> Listed records
PR #1247, opened 2026-04-02
impl ConstantTimeGreater and ConstantTimeLess for ConstMontyForm

joeymich:
Implements `ctutils::CtGt`, `ctutils::CtLt`, `subtle::ConstantTimeGreater`, and `subtle::ConstantTimeLess`  for `ConstMontyForm`.

Addresses the following TODOs in `elliptic-curves` ([L722](https://github.com/RustCrypto/elliptic-curves/blob/cd6425facdd9bb2a26dd097e9270b9eef2e064ac/primefield/src/monty.rs#L722), [L732](https://github.com/RustCrypto/elliptic-curves/blob/cd6425facdd9bb2a26dd097e9270b9eef2e064ac/primefield/src/monty.rs#L732), [L764](https://github.com/RustCrypto/elliptic-curves/blob/cd6425facdd9bb2a26dd097e9270b9eef2e064ac/primefield/src/monty.rs#L764), [L774](https://github.com/RustCrypto/elliptic-curves/blob/cd6425facdd9bb2a26dd097e9270b9eef2e064ac/primefield/src/monty.rs#L774))

### DIFF
--- a/src/modular/const_monty_form/ct.rs
+++ b/src/modular/const_monty_form/ct.rs
@@ -39,7 +39,7 @@ where
     MOD: ConstMontyParams<LIMBS>,
 {
     fn ct_gt(&self, other: &Self) -> Choice {
-        self.montgomery_form.ct_gt(&other.montgomery_form)
+        self.retrieve().ct_gt(&other.retrieve())
     }
 }
 
@@ -48,7 +48,7 @@ where
     MOD: ConstMontyParams<LIMBS>,
 {
     fn ct_lt(&self, other: &Self) -> Choice {
-        self.montgomery_form.ct_lt(&other.montgomery_form)
+        self.retrieve().ct_lt(&other.retrieve())
     }
 }
 
--- a/src/modular/const_monty_form/ct.rs
+++ b/src/modular/const_monty_form/ct.rs
@@ -2,7 +2,7 @@
 
 use super::{ConstMontyForm, ConstMontyParams};
 use crate::{Choice, CtAssign, CtEq};
-use ctutils::{CtAssignSlice, CtEqSlice, CtSelectUsingCtAssign};
+use ctutils::{CtAssignSlice, CtEqSlice, CtGt, CtLt, CtSelectUsingCtAssign};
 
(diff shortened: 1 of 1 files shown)


src/modular/const_monty_form/ct.rs
```diff
@@ -34,6 +34,24 @@ impl<MOD, const LIMBS: usize> CtEqSlice for ConstMontyForm<MOD, LIMBS> where
 {
 }
 
+impl<MOD, const LIMBS: usize> CtGt for ConstMontyForm<MOD, LIMBS>
+where
+    MOD: ConstMontyParams<LIMBS>,
+{
+    fn ct_gt(&self, other: &Self) -> Choice {
+        self.montgomery_form.ct_gt(&other.montgomery_form)
```
tarcieri: This operation really needs to tell us about the ordering in canonical form since that's what we actually care about. The Montgomery form ordering will not reflect that.

As a trivial example, if we pick `N=7` and `R=10`, and have values `a=2` and `b=3`, in Montgomery form `a=6` (`2*10 mod 7`) and `b=2` (`3*10 mod 7`), in which case this would be the opposite ordering of what we want.

I would suggest for an initial implementation to just convert to canonical form using `retrieve()` before comparing.

fjarri: To be fair, there are cases where one needs just some reasonable ordering, for example if you want to store these numbers in a `BTreeMap`/`BTreeSet`. But it certainly can be confusing.

tarcieri: I don't think it makes sense to implement it in a way that doesn't match to the canonical form ordering, but I also don't actually have a use case for these comparisons.

joeymich: Ah, good catch, I overlooked that. I'll update the PR to compare canonical forms using `retrieve()`.

If the user needs `Ord` for some collection, we could leave it up to them to define a newtype. I see we only impl `Ord` for the base `Uint` types and wrappers.

tarcieri (approved):

PR #1260, opened 2026-05-03
Return Option from vartime inversion and pow methods

cong-or:
#1096 converted the vartime bit shift methods from `CtOption` to `Option`. This does the same for vartime inversion and pow.                                                                
                                                                                                                                                                                              
  Since these methods are already variable-time, wrapping results in `CtOption` doesn't add any constant-time guarantees — it just forces eager evaluation in combinators where `Option` would
   be lazy.
                                                                                                                                                                                              
  The `Invert` trait impls still return `CtOption` — #1097 tried changing that and got reverted in #1124 because `elliptic-curve` needs `Invert::Output` to stay flexible. So the trait impls
  convert back from `Option` via match.

### DIFF
--- a/benches/uint.rs
+++ b/benches/uint.rs
@@ -891,7 +891,7 @@ fn bench_invert_mod(c: &mut Criterion) {
                 loop {
                     let x = U256::random_from_rng(&mut rng);
                     let inv_x = x.invert_odd_mod_vartime(&m);
-                    if inv_x.is_some().into() {
+                    if inv_x.is_some() {
                         break (x, m);
                     }
                 }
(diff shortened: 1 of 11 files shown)


tarcieri:
I'm a little confused that `cargo semver-checks` isn't complaining, but these are breaking changes and we're in the stable part of a release cycle.

cong-or:
> I'm a little confused that `cargo semver-checks` isn't complaining, but these are breaking changes and we're in the stable part of a release cycle.

@tarcieri No worries — happy to rebase this when you're ready to collect breaking changes for the next release.

Issue #182, opened 2023-02-09
Any chance of supporting 8-bit platforms?


xphoniex:
I'm trying to compile [k256](https://github.com/RustCrypto/elliptic-curves/tree/master/k256) for ATmega328, a popular 8-bit chip on arduino boards, but I'm getting:

```rust
error: this crate builds on 32-bit and 64-bit platforms only
  --> /.cargo/registry/src/github.com-1ecc6299db9ec823/crypto-bigint-0.4.9/src/limb.rs:31:1
   |
31 | compile_error!("this crate builds on 32-bit and 64-bit platforms only");
```

The other alternatives to k256, secp256k1 and libsecp256k1 both need `alloc`, which I have not been able to get working yet on that platform. Any thoughts?

tarcieri:
With the forthcoming `cpubits` crate we may be able to select the 32-bit backend for 8-bit platforms, if that works: https://github.com/RustCrypto/utils/issues/824

xphoniex:
sidenote: I tried compiling for 32-bit ARM and it still failed because of `getrandom` crate:
```rust
error[E0463]: can't find crate for `std`
 --> /home/usr/.cargo/registry/src/github.com-1ecc6299db9ec823/getrandom-0.2.8/src/error_impls.rs:9:1
  |
9 | extern crate std;
  | ^^^^^^^^^^^^^^^^^ can't find crate
  |
  = note: the `thumbv6m-none-eabi` target may not support the standard library

error[E0463]: can't find crate for `std`
  |
  = note: the `thumbv6m-none-eabi` target may not support the standard library
  = note: `std` is required by `once_cell` because it does not declare `#![no_std]`

error: target is not supported, for more information see: https://docs.rs/getrandom/#unsupported-targets
   --> /home/usr/.cargo/registry/src/github.com-1ecc6299db9ec823/getrandom-0.2.8/src/lib.rs:268:9
    |
268 | /         compile_error!("target is not supported, for more information see: \
269 | |                         https://docs.rs/getrandom/#unsupported-targets");
    | |________________________________________________________________________^

error[E0433]: failed to resolve: use of undeclared crate or module `imp`
   --> /home/usr/.cargo/registry/src/github.com-1ecc6299db9ec823/getrandom-0.2.8/src/lib.rs:290:5
    |
290 |     imp::getrandom_inner(dest)
    |     ^^^ use of undeclared crate or module `imp`
```

[...]

PR #1265, opened 2026-05-12
Extract `bitlen` module with bytes/limbs conversions

tarcieri:
Adds a crate-internal module with the following infallible functions that always panic in the event of overflow/truncation rather than silently permitting it:

- `bitlen::from_bytes`
- `bitlen::from_limbs`
- `bitlen::to_bytes`
- `bitlen::to_limbs`

These wrap up the casting strategy for handling `usize` <=> `u32` conversions and checked arithmetic needed when converting from a number of bytes or a number of limbs represented as a `usize` to a number of bits represented as a `u32` and back.

Eliminates several `allow(clippy::cast_possible_truncation)` usages by handling the relevant concerns in a single place.

This does not appear to have a negative impact on benchmarks.

### DIFF
--- a/src/bitlen.rs
+++ b/src/bitlen.rs
@@ -1,0 +1,72 @@
+//! Bit calculations.
+//!
+//! These provide a single place to handle bits-to-bytes conversions and the `u32`/`usize`
+//! discrepancy that can only be solved by panics or casting.
+
+use crate::Limb;
+
+/// Calculate a `u32` representing a number of bits from the given number of bytes as a `usize`.
+#[cfg_attr(not(feature = "alloc"), allow(dead_code))]
+pub(crate) const fn from_bytes(nbytes: usize) -> u32 {
+    checked_mul(nbytes, 8)
+}
+
+/// Calculate a `u32` representing a number of bits in an integer with the given number of limbs.
+pub(crate) const fn from_limbs(nlimbs: usize) -> u32 {
+    checked_mul(nlimbs, Limb::BITS)
+}
+
+/// Calculate a `usize` representing the number of bytes required to store the given number of bits
+/// represented as a `u32` (i.e. rounding up).
+#[cfg_attr(not(feature = "alloc"), allow(dead_code))]
+pub(crate) const fn to_bytes(nbits: u32) -> usize {
+    u32_to_usize(nbits.div_ceil(8))
+}
+
+/// Calculate a `usize` representing the number of limbs required to store the given number of bits
+/// represented as a `u32` (i.e. rounding up).
+pub(crate) const fn to_limbs(nbits: u32) -> usize {
+    u32_to_usize(nbits.div_ceil(Limb::BITS))
+}
+
+const fn u32_to_usize(n: u32) -> usize {
+    const {
+        // Ensure cast from `u32` to `usize` won't overflow
+        assert!(usize::BITS >= u32::BITS, "usize too small");
+    }
+
+    n as usize
+}
+
+#[allow(
+    clippy::cast_possible_truncation,
+    reason = "assertion ensures panic instead of truncation"
+)]
+const fn usize_to_u32(n: usize) -> u32 {
+    assert!(n < u32_to_usize(u32::MAX), "u32 overflow");
+    n as u32
+}
+
+const fn checked_mul(size: usize, n: u32) -> u32 {
+    usize_to_u32(size).checked_mul(n).expect("u32 overflow")
+}
+
+#[cfg(test)]
+mod tests {
+    #[test]
+    fn from_bytes() {
+        assert_eq!(super::from_bytes(0), 0);
+        assert_eq!(super::from_bytes(1), 8);
+        assert_eq!(super::from_bytes(2), 16);
+    }
+
+    #[test]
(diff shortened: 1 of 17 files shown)


tarcieri:
cc @andrewwhitehead

src/bitlen.rs
```diff
@@ -0,0 +1,72 @@
...
+    u32_to_usize(nbits.div_ceil(8))
+}
+
+/// Calculate a `usize` representing the number of limbs required to store the given number of bits
+/// represented as a `u32` (i.e. rounding up).
+pub(crate) const fn to_limbs(nbits: u32) -> usize {
+    u32_to_usize(nbits.div_ceil(Limb::BITS))
+}
+
+const fn u32_to_usize(n: u32) -> usize {
```
tarcieri, line 32: This is perhaps a bit more generally useful but a private function for now

src/bitlen.rs
```diff
@@ -0,0 +1,72 @@
...
+    const {
+        // Ensure cast from `u32` to `usize` won't overflow
+        assert!(usize::BITS >= u32::BITS, "usize too small");
```
tarcieri, line 35: This won't work on 16-bit platforms, but we already have an assert that prevents building on them anyway.  See also: #182

tarcieri: I'll follow that up by saying that on 16-bit platforms we have the opposite problem of the one this is trying to solve: we can infallibly convert `usize` to `u32` on such platforms where this particular function is needed to convert `u32::MAX` to a `usize` for the check that a given `usize` won't overflow `u32`.

src/uint/boxed.rs
```diff
@@ -32,7 +32,8 @@ mod rand;
 
 use crate::{
     Choice, CtAssign, CtEq, CtOption, Integer, Limb, NonZero, Odd, One, Resize, UintRef, Unsigned,
-    UnsignedWithMontyForm, Word, Zero, modular::BoxedMontyForm, traits::sealed::Sealed,
+    UnsignedWithMontyForm, Word, Zero, bits::to_limbs as bits_to_limbs, modular::BoxedMontyForm,
```
tarcieri: The one slightly annoying part about a `bits` module is we already have quite a few `bits` modules like `uint::bits` and `uint::boxed::bits` which it clashes with.

Perhaps I could call it `bitlen` to make it a bit more unambiguous?

tarcieri:
Running the benchmarking suite I'm not seeing anything concerning, although this one jumped out at me, not sure what's going on here:

```
Benchmarking Boxed Montgomery arithmetic/lincomb_vartime, BoxedUint*BoxedUint+BoxedUint*BoxedUint: Collecting 100 samples in estimated 5.0635 s (258k iterat
Boxed Montgomery arithmetic/lincomb_vartime, BoxedUint*BoxedUint+BoxedUint*BoxedUint
                        time:   [13.183 µs 13.231 µs 13.280 µs]
                        change: [−21.284% −20.732% −20.253%] (p = 0.00 < 0.05)
                        Performance has improved.
```

src/uint/boxed.rs
tarcieri: Renamed to `bitlen` which seems clearer

src/bitlen.rs
```diff
@@ -0,0 +1,72 @@
...
+/// Calculate a `u32` representing a number of bits in an integer with the given number of limbs.
+pub(crate) const fn from_limbs(nlimbs: usize) -> u32 {
+    checked_mul(nlimbs, Limb::BITS)
+}
+
+/// Calculate a `usize` representing the number of bytes required to store the given number of bits
+/// represented as a `u32` (i.e. rounding up).
+#[cfg_attr(not(feature = "alloc"), allow(dead_code))]
+pub(crate) const fn to_bytes(nbits: u32) -> usize {
+    u32_to_usize(nbits.div_ceil(8))
```
andrewwhitehead, line 23: I wonder if the clippy lint (integer_division_remainder_used) should be detecting uses of `div_ceil` as well. This could be done with addition and a shift but then you have to worry about overflow.. in this case I guess something like `(nbits >> 3) + (((nbits & 7) + 7) >> 3)`

tarcieri: Good point about the use of division here. 

There are definitely some gaps in the `integer_division_remainder_used` lint: https://github.com/rust-lang/rust-clippy/issues/16490

src/uint/boxed/invert_mod.rs
```diff
@@ -149,22 +149,20 @@ impl Odd<BoxedUint> {
...
         let mut inv = BoxedUint::from_words_with_precision(*inv_64.as_words(), bits);
 
         if k_limbs <= U64::LIMBS {
             // trim to k_limbs
             inv.as_mut_uint_ref().trailing_mut(k_limbs).fill(Limb::ZERO);
         } else {
-            // expand to k_limbs
-            #[allow(clippy::cast_possible_truncation)]
-            let mut scratch = BoxedUint::zero_with_precision(k_limbs as u32 * 2 * Limb::BITS);
+            // expand to k_limbss
```
dishmaker, line 164:
```suggestion
            // expand to k_limbs
```

PR #1266, opened 2026-05-12
Add `BoxedUint::{from_be_slice_truncated, from_le_slice_truncated}`

tarcieri:
Adds infallible constructors for `BoxedUint` that handle the error case for the current `from_be_slice`/`from_le_slice` by truncating the input.

My real goal is to be able to add some slice constructors to the `Encoding` trait that can actually provide equivalent semantics between `Uint` and `BoxedUint` and also ensure construction of modulus-sized `BoxedUint`s.

A truncating behavior like this eliminates the error case and allows for an infallible constructor. As it were, it's largely mimicking the `bits2int` function described in RFC6979 § 2.3.2 which is what I'd like to implement using `Uint` for ECDSA an `BoxedUint` for DSA.

An infallible constructor lets us compose both `from_*e_slice_vartime` and `from_*e_slice` in terms of `from_*e_slice_truncated`, whee the former is also infallible and picks its capacity/precision on-the-fly based on the input data (e.g. we need that to decode the public modulus and figure out what precision we're working with).

### DIFF
--- a/src/uint/boxed/encoding.rs
+++ b/src/uint/boxed/encoding.rs
@@ -13,8 +13,8 @@ impl BoxedUint {
     /// The `bits_precision` argument represents the precision of the resulting integer, which is
     /// fixed as this type is not arbitrary-precision.
     ///
-    /// The new [`BoxedUint`] will be created with `bits_precision`
-    /// rounded up to a multiple of [`Limb::BITS`].
+    /// The new [`BoxedUint`] will be created with `bits_precision` rounded up to a multiple of
+    /// [`Limb::BITS`].
     ///
     /// # Errors
     /// - Returns [`DecodeError::InputSize`] if the length of `bytes` is larger than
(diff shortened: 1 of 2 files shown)


tarcieri:
cc @andrewwhitehead 

I'm going to try to flesh this out more with the trait changes I'd like and see if I can actually use it to implement the full RFC6979.

Edit: obviously needs tests as well.

src/uint/boxed/encoding.rs
```diff
@@ -39,6 +35,27 @@ impl BoxedUint {
...
     }
 
+    /// Create a new [`BoxedUint`] from the provided big endian bytes, zero padding if necessary,
+    /// and truncating to the least significant bytes in the event the given amount of data exceeds
+    /// `bits_precision`.
+    #[must_use]
+    pub fn from_be_slice_truncated(mut bytes: &[u8], bits_precision: u32) -> Self {
+        let bytes_precision = bitlen::to_bytes(bits_precision);
+
+        // TODO(tarcieri): mask bits in the most significant byte if necessary
```
tarcieri: Implementing this will break the current `DecodeError::Precision` checks in `from_be_slice`/`from_le_slice`, so those need to be updated first.

I'll also note it's a bit weird those methods return `DecodeError::InputSize` if the input slice is too long, and `DecodeError::Precision` if it contains bits that exceed the given precision, but it shouldn't be too hard to preserve that behavior though it might need to be an eager check (those bits shouldn't be set in the first place and if they are it's an error, so we don't need to worry about constant-time).

src/uint/boxed/encoding.rs
```diff
@@ -163,9 +187,8 @@ impl BoxedUint {
     /// # Panics
     /// - if hex string is not the expected size
     #[must_use]
-    #[allow(clippy::integer_division_remainder_used, reason = "public parameter")]
     pub fn from_be_hex(hex: &str, bits_precision: u32) -> CtOption<Self> {
-        let nlimbs = (bits_precision / Limb::BITS) as usize;
+        let nlimbs = bitlen::to_limbs(bits_precision);
```
andrewwhitehead, line 194: Hmm, seems like it currently cuts off the top limb if bits_precision isn't a multiple of Limb::BITS?

tarcieri: I should probably pull this into its own PR and add some tests.

tarcieri: Pulled this into its own PR with a test: https://github.com/RustCrypto/crypto-bigint/pull/1276

The answer is "yes, but" in that a subsequent assert detects the hex string is short and panics.

src/uint/boxed/encoding.rs
tarcieri: The original behavior of `from_*e_slice` is now preserved except for the case where the number of bits is not a multiple of the limb size, which previously returned `DecodeError::Precision` but now succeeds with masking. I guess such a change might technically be considered breaking but I don't think it will have any practical impact.

If it turns out to be a problem we can add an additional check.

> Required action
Respond with a number only, please: how many lines in this data include the word "trying".

> Output for this task
2